→ **ASSIGNMENT**
Could you copy each line of the entries that contains "renovate"?

→ **STORED DATA**
PR #2791, opened 2022-04-12
Sshow/hide blocks according to `catalog/config.yaml`

fiskus:
Spec: https://github.com/quiltdata/specs/pull/40

All blocks are hidden in b/fiskus-sandbox-dev

### DIFF
--- a/shared/schemas/bucketConfig.yml.json
+++ b/shared/schemas/bucketConfig.yml.json
@@ -54,6 +54,31 @@
             }
           }
         },
+        "blocks": {
+          "type": "object",
+          "properties": {
+            "analytics": {
+              "default": true,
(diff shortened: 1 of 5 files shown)


shared/schemas/bucketConfig.yml.json
```diff
@@ -54,6 +54,31 @@
             }
           }
         },
+        "blocks": {
+          "type": "object",
+          "properties": {
+            "analytics": {
+              "default": true,
+              "description": "Shows/hides analytics block",
```
nl0, line 62:
```suggestion
              "description": "Show/hide analytics block",
```

nl0 (approved):
looks ok. shouldn't we add default (true) values to `defaultPreferences` tho?

PR #2793, opened 2022-04-12
Theming logo and background

fiskus:
* Added ThemeEditor: custom logo and custom background color for header/footer
* Refactored Logo:
  - optional src
  - height and width set from outside component
  - one image for quilt logo, just cut square for short one
 * Removed footer for internal pages, and restore "Docs" link in header

Screenshot from 2022-04-18 10-44-34


catalog/app/containers/Admin/Settings/ThemeEditor.tsx
```diff
@@ -0,0 +1,449 @@
...
+                )}
+
+                <M.Button
+                  type="submit"
+                  onClick={handleSubmit}
+                  variant="contained"
+                  color="primary"
+                  disabled={submitting || (submitFailed && hasValidationErrors)}
+                >
+                  Save
```
nl0, line 437: as per convention we use (based on mui guidelines, probably), "save" should be the rightmost button

nl0 (approved):
seems ok

PR #2768, opened 2022-03-30
Migrate package push API to GraphQL

nl0:
# Description

# TODO

- [x] resolve merge conflicts
- [x] [Changelog](CHANGELOG.md) entry

PR #2797, opened 2022-04-14
Disable package name validation, because it destroys copy package dialog

fiskus:


fiskus:
Fixed here https://github.com/quiltdata/quilt/pull/2768

PR #2804, opened 2022-04-18
Search help two columns

fiskus:
Screenshot from 2022-04-18 11-53-11


nl0 (approved):
the part with zeroes and ones is a little confusing (maybe i'd do smth with lambdas instead), but whatever

fiskus:
Implementation was influenced by regexp substitutions. But since there is no Regexp here it can be even more frustrating :)

I refactored it to functions+components

PR #2811, opened 2022-04-19
Refactor collaborators fading background

fiskus:


nl0 (commented):
what's the purpose of this change? seems like the only change is notation, but effect stays the same

fiskus:
Instead of manually converting `hex` to `rgba`, I use mui function. It's more readable, because now it's obvious these colors are the same. And it's easier to change color
The effect stays the same, right.

nl0:
> Instead of manually converting `hex` to `rgba`, I use mui function. It's more readable, because now it's obvious these colors are the same. And it's easier to change color The effect stays the same, right.

ah ok

nl0 (approved):

PR #2812, opened 2022-04-20
Theme improvements

fiskus:
* Footer is not customized again
* Custom Intercom launcher is a button with "marketing" colors
* Custom company logo can be any size, square is not required
* There is a curved borderline between custom background and quilt background: it's made with two colored blocks and border-radius 

Screenshot from 2022-04-20 15-54-04
Screenshot from 2022-04-20 15-56-11


fiskus:
Thanks, just two more fixes:
1. quilt logo is not aligned to the left (probably, this bug was from the very beginning
2. no padding if custom logo, but no custom background

fiskus:
Screenshot from 2022-04-21 17-59-20
Screenshot from 2022-04-21 17-59-48

PR #2816, opened 2022-04-22
Update bundlewatch

fiskus:
Also updates axios


nl0:
#2608

fiskus:
This PR is clean, manually created, and manually tested. I'd prefer to merge it rather than another one

nl0:
> This PR is clean

that PR is as clean as this one -- they are identical (just check the diffs)

> manually created

i don't see this as an advantage because it takes time and effort and is a subject to human error (renovate's PRs also have nice useful changelogs in the description to see what actually changed between versions)

> and manually tested.

no-one stops you from checking out renovate's branch and manually testing it (i'd even say it's encouraged)

PR #2819, opened 2022-04-25
Policies UI

nl0:
## TODO


catalog/app/containers/Admin/RolesAndPolicies/BucketsPermissions.tsx
```diff
@@ -0,0 +1,308 @@
...
+            <M.ListItemSecondaryAction style={{ right: 0 }}>
+              <M.Tooltip
+                title={`Read-${perm.level === Level.READ ? 'only' : 'write'} access`}
+              >
+                <M.IconButton
+                  onClick={(event) => openPermissionMenu(event, perm)}
+                  edge="end"
+                  size="small"
+                >
+                  <M.Icon>{perm.level === Level.READ ? 'visibility' : 'edit'}</M.Icon>
```
fiskus, line 256: I spent 10 minutes debugging this. Realizing it's not a bug :)
It's confusing, that the edit button does the same as the visibility icon. I'd suggest splitting it into two elements:
1. show status. Words are better than icons. It's not obvious that the eye icon means read-only
2. button to trigger menu

catalog/app/containers/Admin/RolesAndPolicies/Policies.tsx
```diff
@@ -0,0 +1,735 @@
...
+    getValue: R.prop('title'),
+    props: { component: 'th', scope: 'row' },
+  },
+  {
+    id: 'source',
+    label: 'Source',
+    getValue: (p: Policy) => p.managed,
+    getDisplay: (value: boolean) =>
+      value ? (
+        <abbr title="This IAM policy is created and managed by Quilt">Quilt</abbr>
```
fiskus, line 52: The more right way to add a dotted line is to use CSS. `<abbr>` has semantic meaning

catalog/app/containers/Admin/RolesAndPolicies/Policies.tsx
```diff
@@ -0,0 +1,735 @@
...
+  {
+    id: 'buckets',
+    label: 'Buckets',
+    getValue: (p: Policy) => (p.managed ? p.permissions.length : null),
+    getDisplay: (_buckets: any, p: Policy) =>
+      p.managed ? (
+        <M.Tooltip
+          arrow
+          title={
+            p.permissions.length ? (
```
fiskus, line 68: I think it deserves to be a standalone component

fiskus (approved):
Read a code without diving deep (I need a couple of days for this probably)
And checked the UI, it's good besides new popups after popups and issue with visibility/edit icons/buttons I mentioned in comments

catalog/app/containers/Admin/RolesAndPolicies/BucketsPermissions.tsx
```diff
@@ -0,0 +1,308 @@
...
+import defaultBucketIcon from 'components/BucketIcon/bucket.svg'
+import * as Model from 'model'
+import StyledLink from 'utils/StyledLink'
+import useQuery from 'utils/useQuery'
+
+import BUCKETS_QUERY from './gql/Buckets.generated'
+import { BucketPermissionSelectionFragment as BucketPermission } from './gql/BucketPermissionSelection.generated'
+
+const Level = Model.GQLTypes.BucketPermissionLevel
+type Level = Model.GQLTypes.BucketPermissionLevel
```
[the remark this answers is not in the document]
fiskus: Also, it seems that this branch merged with master long time ago

catalog/app/containers/Admin/RolesAndPolicies/AssociatedRoles.tsx
```diff
@@ -0,0 +1,200 @@
...
+                <M.Checkbox
+                  checked={selected.includes(role)}
+                  onChange={() => toggle(role)}
+                  color="primary"
+                />
+              }
+              label={
+                <>
+                  {role.name}{' '}
+                  <M.Box component="span" color="text.secondary">
```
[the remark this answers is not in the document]
nl0: i'm not sure about that, i think Box (or even inline styles) works well for elements with small number of styles -- it's easier to maintain than having a distinct class for every little thing (and forgetting to remove it once that little thing is not used anymore)

catalog/app/containers/Admin/RolesAndPolicies/AttachedPolicies.tsx
```diff
@@ -0,0 +1,215 @@
...
+  const attachPolicy = React.useCallback(
+    (policy: Policy) => {
+      onChange(value.concat([policy]))
+    },
+    [onChange, value],
+  )
+
+  const detachPolicy = (policy: Policy) => {
+    onChange(value.filter((p) => p.id !== policy.id))
+  }
```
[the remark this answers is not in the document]
nl0: it's used inside a closure which is regenerated on every render anyways (`onClick={() => detachPolicy(policy)}`), so there's no point in memoizing it

catalog/app/containers/Admin/RolesAndPolicies/AttachedPolicies.tsx
```diff
@@ -0,0 +1,215 @@
...
+    setPolicySelectionOpen(true)
+  }, [setPolicySelectionOpen])
+
+  const closePolicySelection = React.useCallback(() => {
+    setPolicySelectionOpen(false)
+  }, [setPolicySelectionOpen])
+
+  const attachPolicy = React.useCallback(
+    (policy: Policy) => {
+      onChange(value.concat([policy]))
```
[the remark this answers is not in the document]
nl0: it's strange, but typescript was giving me errors when i was triyng to concat with a single item -- now it doesnt

catalog/app/containers/Admin/RolesAndPolicies/AttachedPolicies.tsx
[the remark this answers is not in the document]
fiskus: As well as `attachPolicy` where you're using `useCallback`

catalog/app/containers/Admin/RolesAndPolicies/BucketsPermissions.tsx
nl0: i'm not sure how to do this in MUI, bc ListItem only has secondary action which is an IconButton (well, i guess you can put smth like a select there, but it doesn't look natural)

fiskus: Probably, you can use table instead of a list

catalog/app/containers/Admin/RolesAndPolicies/Policies.tsx
nl0: abbr here isnt used primarily for a dotted line, but more importantly for the tooltip that explains the meaning of the type of a role, so i think it's kinda correct semantically (to some extent)

catalog/app/containers/Admin/RolesAndPolicies/Policies.tsx
nl0: seems like more trouble than gain, since it's quite simple and not very reusable

catalog/app/containers/Admin/RolesAndPolicies/BucketsPermissions.tsx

→ **RESPONSE TO THIS EXERCISE**
i don't see this as an advantage because it takes time and effort and is a subject to human error (renovate's PRs also have nice useful changelogs in the description to see what actually changed between versions)
no-one stops you from checking out renovate's branch and manually testing it (i'd even say it's encouraged)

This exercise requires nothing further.